In full and without alteration, print the entries.

**Task material:**
+--

PR #46, opened 2019-03-11
Feature/ensvariance

guillaumevernieres:
This branch needs the soca-bundle branch feature/marine-cs-2019 to build. 
Addition of the possibility of reading the variance of an ensemble to initialize the "bkgerror" linear change of variable class, plus a few fixes in the model class.


aerorahul:
`src/Utils/soca_layer_remap_mod.F90` file is missing from `soca::feature/ensvariance`

aerorahul:
The following tests FAILED:
```
	  1 - soca_coding_norms (Failed)
	  3 - test_soca_forecast_mom6 (Failed)
	  7 - test_soca_enspert (Failed)
	  8 - test_soca_ensvariance (Failed)
	 13 - test_soca_model (SEGFAULT)
	 14 - test_soca_increment (SEGFAULT)
	 22 - test_soca_3dvarfgat_mom6 (Failed)
	 23 - test_soca_4dhybrid (Failed)
```
Ignore the norms test, but is this expected? If so, I will continue reviewing.

guillaumevernieres:
@aerorahul : Nope. The only test that fails for me is the coding norm.

guillaumevernieres:
@aerorahul : You need to use the branches specified in the soca-bundle.

aerorahul:
@guillaumevernieres yes. I am using the branches from the `soca-bundle::feature/marine-cs-2019`
I will do a clean clone, build, test and dig.

travissluka:
all tests pass for me... haven't had a chance to look through the code yet though

aerorahul:
I am still seeing failures on my Mac
```
The following tests FAILED:
	  1 - soca_coding_norms (Failed)
	  3 - test_soca_forecast_mom6 (Failed)
	  7 - test_soca_enspert (Failed)
	 13 - test_soca_model (Failed)
	 22 - test_soca_3dvarfgat_mom6 (Failed)
	 23 - test_soca_4dhybrid (Failed)
```
I re-ran `test_soca_model` and it runs to completion from the model perspective, but fails to cleanly exit, because of an MPI_Abort:
```
13: OOPS_STATS ------------------------- Timing Statistics -------------------------
13:
13: Run: Finishing oops::Test running test::Model<SOCA> with status = 0
13:
13: FATAL: MPP_OPEN: error in OPEN for /proc/self/status.
13:
13:
13: FATAL: MPP_OPEN: error in OPEN for /proc/self/status.
13:
13: --------------------------------------------------------------------------
13: MPI_ABORT was invoked on rank 0 in communicator MPI_COMM_WORLD
13: with errorcode 1.
13:
13: NOTE: invoking MPI_ABORT causes Open MPI to kill all MPI processes.
13: You may or may not see output from other processes, depending on
13: exactly when Open MPI kills them.
13: --------------------------------------------------------------------------
2/2 Test #13: test_soca_model ..................***Failed   27.54 sec
```

My guess is, someplace there is not a clear destructor/finalize for MPI.

I am going to keep looking.

guillaumevernieres:
@aerorahul : Are the test Ok with develop?

aerorahul:
Yes, the same tests fail with `develop`.

src/Fields/soca_fields_mod.F90
```diff
@@ -645,17 +662,41 @@ subroutine read_file(fld, c_conf, vdate)
                   &fld%geom%ocean%lat(i,j))
           end do
        end do
+
+       ! Remap layers if needed
+       if (vert_remap) then
+          call initialize_remapping(remapCS,'PCM')
```
travissluka, line 668: I'm not entirely clear why vertical remapping is required on a file read.

Also, I'm sure the impact is minimal, but this should probably be set to the same scheme used in the MOM_input file. PCM is only 1st order accurate, PPM_H4 is used in the default GFDL configurations.

guillaumevernieres: All good points @travissluka . The vertical interpolation was implemented to allow for the computation of ensemble perturbations, where each members have different layer thicknesses. That's the only application that I had in mind, 1st order is probably good enough and more stable for that, why the choice. It wasn't meant as a way to restart the model with a different vertical geometry. Happy to pass the method through the config, but the remapping will eventually be implemented as a change of variable (and removed from read_file). It's not done yet because we are missing the implementation of he variable change in a few oops base classes. We'll tackle the issue after the code sprint.

travissluka: ok, sounds convincing enough

travissluka (approved):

+--

**Answer to this problem:**
PR #46, opened 2019-03-11
Feature/ensvariance

guillaumevernieres:
This branch needs the soca-bundle branch feature/marine-cs-2019 to build. 
Addition of the possibility of reading the variance of an ensemble to initialize the "bkgerror" linear change of variable class, plus a few fixes in the model class.


aerorahul:
`src/Utils/soca_layer_remap_mod.F90` file is missing from `soca::feature/ensvariance`

aerorahul:
The following tests FAILED:
```
	  1 - soca_coding_norms (Failed)
	  3 - test_soca_forecast_mom6 (Failed)
	  7 - test_soca_enspert (Failed)
	  8 - test_soca_ensvariance (Failed)
	 13 - test_soca_model (SEGFAULT)
	 14 - test_soca_increment (SEGFAULT)
	 22 - test_soca_3dvarfgat_mom6 (Failed)
	 23 - test_soca_4dhybrid (Failed)
```
Ignore the norms test, but is this expected? If so, I will continue reviewing.

guillaumevernieres:
@aerorahul : Nope. The only test that fails for me is the coding norm.

guillaumevernieres:
@aerorahul : You need to use the branches specified in the soca-bundle.

aerorahul:
@guillaumevernieres yes. I am using the branches from the `soca-bundle::feature/marine-cs-2019`
I will do a clean clone, build, test and dig.

travissluka:
all tests pass for me... haven't had a chance to look through the code yet though

aerorahul:
I am still seeing failures on my Mac
```
The following tests FAILED:
	  1 - soca_coding_norms (Failed)
	  3 - test_soca_forecast_mom6 (Failed)
	  7 - test_soca_enspert (Failed)
	 13 - test_soca_model (Failed)
	 22 - test_soca_3dvarfgat_mom6 (Failed)
	 23 - test_soca_4dhybrid (Failed)
```
I re-ran `test_soca_model` and it runs to completion from the model perspective, but fails to cleanly exit, because of an MPI_Abort:
```
13: OOPS_STATS ------------------------- Timing Statistics -------------------------
13:
13: Run: Finishing oops::Test running test::Model<SOCA> with status = 0
13:
13: FATAL: MPP_OPEN: error in OPEN for /proc/self/status.
13:
13:
13: FATAL: MPP_OPEN: error in OPEN for /proc/self/status.
13:
13: --------------------------------------------------------------------------
13: MPI_ABORT was invoked on rank 0 in communicator MPI_COMM_WORLD
13: with errorcode 1.
13:
13: NOTE: invoking MPI_ABORT causes Open MPI to kill all MPI processes.
13: You may or may not see output from other processes, depending on
13: exactly when Open MPI kills them.
13: --------------------------------------------------------------------------
2/2 Test #13: test_soca_model ..................***Failed   27.54 sec
```

My guess is, someplace there is not a clear destructor/finalize for MPI.

I am going to keep looking.

guillaumevernieres:
@aerorahul : Are the test Ok with develop?

aerorahul:
Yes, the same tests fail with `develop`.

src/Fields/soca_fields_mod.F90
```diff
@@ -645,17 +662,41 @@ subroutine read_file(fld, c_conf, vdate)
                   &fld%geom%ocean%lat(i,j))
           end do
        end do
+
+       ! Remap layers if needed
+       if (vert_remap) then
+          call initialize_remapping(remapCS,'PCM')
```
travissluka, line 668: I'm not entirely clear why vertical remapping is required on a file read.

Also, I'm sure the impact is minimal, but this should probably be set to the same scheme used in the MOM_input file. PCM is only 1st order accurate, PPM_H4 is used in the default GFDL configurations.

guillaumevernieres: All good points @travissluka . The vertical interpolation was implemented to allow for the computation of ensemble perturbations, where each members have different layer thicknesses. That's the only application that I had in mind, 1st order is probably good enough and more stable for that, why the choice. It wasn't meant as a way to restart the model with a different vertical geometry. Happy to pass the method through the config, but the remapping will eventually be implemented as a change of variable (and removed from read_file). It's not done yet because we are missing the implementation of he variable change in a few oops base classes. We'll tackle the issue after the code sprint.

travissluka: ok, sounds convincing enough

travissluka (approved):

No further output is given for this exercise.